TASK TO COMPLETE:
Give the lines again, unchanged, starting with the line containing "This change does" and ending with the last line of the data below.

MATERIAL SUPPLIED:
PR #8, opened 2020-09-30
Added remaining rulesets, cleaned up stale configuration and analyzers and added documentation around banned methods

jryckman:
# Justification
This change does several things:
- Adds remaining rulesets that we want to be a part of our package
- Removes LiteralExemptions as it's a stale rule and needs to be removed from our analyzer
- Updates banned methods to include documentation on how to use it, but to also not include a preset one in our package. This is a better approach because banned methods should live in the consuming project's source control as opposed to our package, to mirror what we did with CodeAnalysisDictionary.xml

RESPONSE BOX:
This change does several things:
- Adds remaining rulesets that we want to be a part of our package
- Removes LiteralExemptions as it's a stale rule and needs to be removed from our analyzer
- Updates banned methods to include documentation on how to use it, but to also not include a preset one in our package. This is a better approach because banned methods should live in the consuming project's source control as opposed to our package, to mirror what we did with CodeAnalysisDictionary.xml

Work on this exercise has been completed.